As always it is very difficult to know what Donald Trump is going to do: Reinstate sanctions or not? And today at 2 pm Washington time (5 pm CET) we will know. European diplomats (UK, France, Germany) who have discussed the Iran issues with US negotiators this spring seems to be convinced that Donald will exit the deal today and thus revive the US Iran sanctions from 2012. Trump reiterated on Monday his view that it is a “very badly negotiated deal” sowing little optimism for staying with the deal.
In February 2018 when Donald threatened to exit the deal last time there seemed to be very little understanding among the European allies what Trump really wanted to change in the Iran deal. Versus that there now seems to be quite some progress. Now it seems that there is a general agreement and understanding that the current deal is far from good enough and that it needs to be improved. We’ll see later today whether this is good enough for him to waive the sanctions yet again, kick the can down the road for another 180 days, lowering the gasoline pump prices and pleasing his consumers and mid-term election voters. If sanctions are revived then the impact is likely going to be limited for the 2018 oil market balance. Towards the end of 2019 however Iran’s crude oil exports could be reduced towards 1.3 m bl/d versus an average of 2.1 m bl/d in 2017. Reduced investments would hamper future Iranian production growth.
It seems clear that Donald Trump’s push towards the nuclear deal has opened the eyes of the European allies with the acceptance that the deal needs to be amended and improved. The key points which need to be amended, improved, added or addressed are:
- Iran’s missile program
- Iran’s meddling with other nations in the region like the current proxy war with Saudi Arabia in Yemen. In general curbing any Iranian effort for Iranian based Shia Muslim dominance in the Middle East
- Sunset clauses in the current Iran nuclear deal which currently allows Iran to resume uranium enrichment after 2025 with possible revival of its nuclear program
- Financing of terrorism
Iran however has stated that the current nuclear deal struck 14 July 2015 the Joint Comprehensive Plan of Action (JCPOA) is non-negotiable. That stand could be a red flag for Donald Trump making him push harder.
One can speculate whether the US mid-term elections might play a part in his decision today. What will be most important for the US voters: 1) Nixing the Iran nuclear deal + high gasoline prices or 2) A strong Donald Trump pushing the parties to the negotiation table + lower gasoline prices? It is clear that higher oil prices and retail US gasoline prices are eroding some of the positives from Donald’s tax cuts thus creating an economic headwind for the US consumers. Whether such considerations are part of his deliberations over the Iran nuclear deal decision today at 2 pm Washington time remains to be seen. He has at least already accused OPEC of manipulating the oil market to higher prices thus showing some sensitivity to the issue of higher oil and gasoline prices.

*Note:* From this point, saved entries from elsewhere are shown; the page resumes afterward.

Issue #156, opened 2017-05-25
Document how to not exclude node_modules


alexanderkjeldaas:
### Current Behavior
The readme mentiones a few limitations, among them that files under node_modules are not transpiled.

### Expected Behavior
README.md includes either pointer or description of how to get `haul` to work, including how to ensure either node_modules are transpiled or how to configure webpack to do so.

junibrosas:
you can include the node_modules when you use a loader.

```
 include: [
    path.resolve(__dirname, "src"),
    path.resolve(__dirname, "node_modules/ui") // include specific package from node_modules
  ]
```

```
 include: [
    path.resolve(__dirname, "src"),
    path.resolve(__dirname, "node_modules/ui") // include the whole node_modules folder
  ]
```

Traviskn:
This is actually a bit more complex than it seems because the default haul config uses happypack (or the thread-loader in the most recent version) to transform js files in parallel with babel.  We'd need to remove and replace the existing js loader entirely.  If we don't want to lose out on the speed gain of happypack/thread-loader we'd also need to recreate that config.  It would be really helpful if we could somehow parameterize ignoring/including node_modules, it is (unfortunately) common for react native libraries to publish un-transformed code due to the default behavior of packager transforming node_modules

Traviskn:
Actually now that I'm looking at beta 7, it looks like there is no more exclude config?  Is this no longer ignoring node_modules?

Traviskn:
Newer releases are ignoring node modules now - This is a fairly hacky way to override the `exclude` config by reaching into the default rules and modifying them:

```javascript
// webpack.haul.js
module.exports = function getHaulWebpackConfig(options, defaults) {
  defaults.module.rules[1].exclude = undefined;

  return {
    ...defaults,
    entry: './index.js',
    module: {
      ...defaults.module,
      rules: [
        ...defaults.module.rules,
      ],
    },
  };
};
```

maxammann:
Currently having problems with using rn-fetch-blob. There is no easy solution to transpile specific modules currently.

chiubaka:
Any new information on this? The above discussion about internals that make it difficult to not exclude specific `node_modules` is concerning.

Currently having trouble with what I think is a transpilation issue with `aws-amplify-react-native`.

chiubaka:
Mostly I'm wondering if the above is still relevant, given that much has probably happened since Nov 10, 2017.

chiubaka:
[...]

PR #521, opened 2019-03-12
Add options to allow configuring of included node modules

chiubaka:
Seeking some early feedback on this PR. A little unsure about how/whether or not this change impacts `makeReactNativeConfig`, and whether or not it needs to. Also a little unsure of how the end user modifies the `EnvOptions` and whether or not this is really the best place to parameterize the new option. However, I think I've generally updated in the right place.

### Summary
Relates to #156.
* Updates the default Webpack configurations to resolve `.jsx` by default.
* Adds an env option to allow parameterized `node_module` includes to the existing JavaScript processing rule.
* **TODO:** Update Recipes to include an example of how to accomplish this, and link to this Recipe in the README

### Test plan
**TODO**: I'm thinking I will update `src/utils/__tests__/makeReactNativeConfig.test.js` to ensure that passing the new options to `createWebpackConfig` results in a passing diff against a newly created snapshot.


src/utils/makeReactNativeConfig.js
```diff
@@ -31,6 +31,7 @@ type ConfigOptions = {|
   providesModuleNodeModules?: (string | { name: string, directory: string })[],
   hasteOptions?: *,
   initializeCoreLocation?: string,
+  includedNodeModules?: Array<string>,
```
tido64: Shouldn't this be `excludedNodeModules`?

src/utils/makeReactNativeConfig.js
```diff
@@ -69,6 +70,30 @@ type DEPRECATEDWebpackConfigFactory = (
...
+];
+
+/**
+ * Constructs a RegExp for the default JavaScript processing rule
+ */
+const getJavaScriptExcludeRegex = (
+  includedNodeModules?: Array<string>
+): RegExp => {
+  includedNodeModules = includedNodeModules || [];
+  includedNodeModules = includedNodeModules.concat(
```
tido64: I'd use a spread operator here to make things a bit neater:
```js
  const modules = [
    ...(includedNodeModules || []),
    ...DEFAULT_INCLUDED_NODE_MODULES,
  ];
```

chiubaka:
Sorry for the slow response--just returning from vacation.

src/utils/makeReactNativeConfig.js
chiubaka: The way things have been implemented before this PR is not the typical "include all node modules except the ones listed for exclusion", but rather a "include none of the node modules except the ones listed for exclusion."

I haven't changed the paradigm, I've just exposed these as a configurable option.

src/utils/makeReactNativeConfig.js
```diff
@@ -52,6 +52,29 @@ type DEPRECATEDWebpackConfigFactory = (
...
+  '@expo',
+  'pretty-format',
+  'haul',
+  'metro',
+];
+
+/**
+ * Constructs a RegExp for the default JavaScript processing rule
+ */
+const getJavaScriptExcludeRegex = (
```
tido64: Nit: I would rename this to something else. It's not strictly creating an exclude regex though it might be used as such.

src/utils/__tests__/__snapshots__/getConfig.test.js.snap
```diff
@@ -81,7 +81,7 @@ Object {
       },
       Object {
         "exclude": /node_modules\\(\\?!\\.\\*\\[\\\\/\\\\\\\\\\]\\(react\\|@react-navigation\\|@react-native-community\\|@expo\\|pretty-format\\|haul\\|metro\\)\\)/,
```
tido64: Could you also add tests and diff against this snapshot?

src/utils/makeReactNativeConfig.js
```diff
@@ -67,6 +90,7 @@ const getDefaultConfig = (options: EnvOptions): WebpackConfig => {
     providesModuleNodeModules,
     hasteOptions,
     disableHotReloading,
+    includedNodeModules,
```
tido64: Sorry, I'm still a Webpack noob. It seems that we're preventing these modules from being transpiled by babel-loader. My concern is that it's not obvious what this option does without having to dig into the code. Can we rename it to something more specific, e.g. `babelLoaderExcludedModules`?

@thymikee, what do you think?

thymikee: I think I would be more keen on exposing the helper and document how to use it instead of introducing a new option

chiubaka: Just for my understanding as an outsider: would you mind elaborating on your thinking about the trade-offs here?

chiubaka:
Hey all, just wanted to bump this!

If Trump today reactivates the 2012 National Defence Authorization Act (NDAA) then importers of Iranian crude oil will need to seek exemptions to import crude oil or face US sanctions towards their state owned financial institutions or central banks. The once seeking exemptions in order to import crude oil from Iran will typically need to reduce imports by 20% every 180 days. China, Japan, South Korea and Japan would be the most important parties in terms of magnitude. Though China does not agree to new sanctions towards China it may still comply with the NDAA if it is revived in order to avoid secondary sanctions towards Chinese financial institutions from the US.
If all current importers of Iranian crude oil decide to ask for exemptions and thus continue to import Iranian crude they would still need to reduce imports by 20% every 180 days. Over the past 6 months Iran exported 2.1 m bl/d. A rolling 180 days 20% reduction would reduce Iranian exports to 1.3 m bl/d at the end of 2019 and close to 1 m bl/d in early 2020. It would have limited impact on the 2018 balance as it takes time to revive the sanctions. It would hamper investments in Iranian oil resources thus leading to a potentially tighter future oil market. This is probably why we have seen oil prices for longer dated contracts rise just as much as the front end of the crude oil curve lately.
The US sanctions towards Iran are multi-layered. The Iran Sanctions Act (ISA) from 1996, the Iran Threat Reduction and Syria Human Act (TRA) and the Iran Freedom and Counter proliferations Act (IFCA) from 2012 are up for their 180 days waiver renewal in July.